You don't need all of these on day one. Start with task completion. Add categories as you find failure modes in production.

LLM-as-judge: the surprisingly good shortcut

A second LLM scoring outputs sounds dubious. In practice it's:

Cheaper than humans by 100x
Faster than humans by 1000x
Correlated with human judgment at ~0.7+ for most quality dimensions
Easy to scale across thousands of examples

The trick: give the judge a rubric, examples of good and bad, and ask for a score with reasoning.

You are scoring a customer support reply.

Rubric:
- 5: Perfect — accurate, empathetic, actionable
- 3: Acceptable — accurate but tone-off OR right tone but missing detail
- 1: Bad — inaccurate or actively harmful

Reply to score: <REPLY>

Output JSON: { "score": 1-5, "reasoning": "..." }

Use a strong model (Claude Opus, GPT-4) as the judge — judging is harder than generating in many cases.

Where LLM-as-judge breaks

It's bad for:

Subtle subjective qualities (humor, voice, brand alignment) — calibrate with humans
Truly novel outputs the judge has no rubric for
Adversarial cases (the judge has the same biases as the generator)

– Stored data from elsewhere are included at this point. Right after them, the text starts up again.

PR #745, opened 2017-01-21
[9.0][FIX] *: Handle attachment=True property

pedrobaeza:
It depends on:
- [x] https://github.com/OCA/openupgradelib/pull/66

This commit patches all the existing migrated modules for fixing the binaries on fields with attachment=True property set in v9.

NOTE: There's still some modules pending, like fleet or gamification, with this kind of fields, but as there's not yet migration script for them, it's better to not add anything for not creating false sensation that the module is migrated.

### DIFF
--- a/.travis.yml
+++ b/.travis.yml
@@ -42,7 +42,7 @@ script:
 # don't use pypi's openupgradelib, but the one from source to avoid choking
 # on unreleased features in openupgradelib
     - pip uninstall -q --yes openupgradelib
-    - pip install -q git+https://github.com/OCA/openupgradelib.git@master
+    - pip install -q git+https://github.com/tecnativa/openupgradelib.git@9.0-convert_binary_field_to_attachment
     - createdb $DB
     - wget -q -O- https://github.com/OCA/OpenUpgrade/releases/download/databases/8.0.psql | pg_restore -d $DB --no-owner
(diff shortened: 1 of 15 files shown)


pedrobaeza:
cc @Tecnativa

StefanRijnhart:
Can't we do this in the base module for all binary fields in the database, instead of having to specify the fields per module?

pedrobaeza:
No, it can't be done. It was my first line of investigation, but there's no way to detect on base which fields are going to have the `attachment=True` attribute set.

pedrobaeza:
I need to make some changes to make possible to run in pre-migration. I'll do it later.

JordiBForgeFlow:
What do you mean in the last commit? Can we test the migration now using these PR's?

pedrobaeza:
This is still not working. Let me work on it. 

Last commit is for having correct tests in Travis until openupgradelib PR is merged.

pedrobaeza:
OK, this one is ready to be reviewed

JordiBForgeFlow (approved):
:+1: Tested. Works as expected. Summary of results below.

__Countries__:
image

__Partners__:
image

__Products__:
image

__Live Chat__:
image

__Employees__:
image

__Point of Sale__:
image


__Website__:
image

JordiBForgeFlow:
https://github.com/OCA/OpenUpgrade/pull/745/files#diff-354f30a63fb0907d4ad57269548329e3R45 will need to be reverted once https://github.com/OCA/openupgradelib/pull/66 is merged

StefanRijnhart:
Thank you!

For these, you need humans. Sample 50 outputs/week, have a domain expert score them, calibrate the LLM judge against the human scores.

CI integration

Evals don't run on every commit (too slow, too expensive). They run on:

Prompt changes
Model upgrades (Sonnet 4.6 → 4.7)
Major code changes to the AI pipeline
Pre-release before deploying

For each, output the new vs. baseline scores. PR comment if scores regress. Block merge if a critical metric drops.

Evals: customer_support_v2

| Metric          | Baseline | This PR | Δ      |
|-----------------|----------|---------|--------|
| Task completion | 87%      | 89%     | +2%    |
| Factuality      | 94%      | 91%     | -3% ⚠  |
| Tone match      | 81%      | 80%     | -1%    |
| Latency p95     | 2100ms   | 2150ms  | +50ms  |
| Cost per task   | $0.012   | $0.011  | -$0.001|

The factuality regression blocks merge. Engineer investigates, finds the new prompt encourages over-confident statements, fixes.

Production monitoring is the real eval

Evals catch known failure modes. Production catches the rest.

For LLM-powered features, monitor:

User downvotes / corrections / re-prompts
Conversation drop-off rates
Support ticket volume mentioning AI
Manual review of 100 random conversations/week

Surprising production failures become eval examples. The dataset grows.

The takeaway

Don't unit-test LLM features. They're the wrong tool. Build an eval suite — dataset + scorer + runner — and run it on every prompt or model change. Pair it with production monitoring to catch failures the eval doesn't predict. You'll ship AI features with a lot more confidence and a lot less weekend support volume.